Да и так ли важно, что им оказалась девочка-отроковица в высоком колпаке из белой смушки, с долгой льняной косой по спине вдоль вошв. Меньшая дочь знаменитого на Москве кабацкого ярыги князя Федора Пожарского часто наведывалась на Земский двор, своим присутствием невольно пристыжая отца, сидевшего нынче за приставом для науки и острастки. Дядья не однажды жаловались государю на племянника своего: де, он на государевой службе заворовался, пьет беспрестанно, по кабакам ходит, пропился донага и стал без ума и дядьев не слушает, хотя они всеми мерами унимали его, били и в железо, и на чепь сажали, но унять не сумели. Боясь впасть в опалу, молили дядья государя послать Федора Пожарского под начал в монастырь...

Отроковица знала, что будет нынче государь раздавать по Москве милостыньку, и вот подгадала припасть к его стопам. Она оглянулась испуганно, сразу признав царя (таким она видала его во снах), упала на колени и сразу решительно и горько заплакала, моля за тятеньку.

– Добрая девочка. Ангел мой. Христос воскресе, – сказал государь, за овчинный чекмень ухватив, поставил на ноги, расцеловал.

– Воистину, – прошептала отроковица, сразу просыхая глазами; от вешнего солнца напекло ее милое личико, брусничным молоком напитало щеки, из голубых глазенок истекало то сияние, кое и называют ангельским. Так восхищенно светиться могут лишь глаза неискушенного ребенка.

– Добрая девочка.
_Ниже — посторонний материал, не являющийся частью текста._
PR #348, opened 2019-01-15
Work around kubectl buffering

mattmoor:
This works around buffering in kubectl that led me to workaround this issuewhen experimenting with demo material for ko [here]()https://github.com/mattmoor/kodemo/blob/90b630836e0237e67bfadb73c65bb5ad882c415e/config/service.yaml#L1-L936).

Твой отец горе завивает веревочкой, он по кабакам попустился и этой вервью и вас задушит, с собою в пропасть утянет. – Голос царя стал сухим, резким. Девочка, стоя на зальдившемся сугробе, оказалась лицом вровень с государем и сейчас неотрывно смотрела на его упругие губы, оправленные темно-русой шелковой бородою. Девочка навряд ли слышала царя, она была зачарована его красотою. – Вот ты молишь за него, а он тебя под монастырь тянет, при живом-то отце сирота. Я ослобоню его, а он паки и паки...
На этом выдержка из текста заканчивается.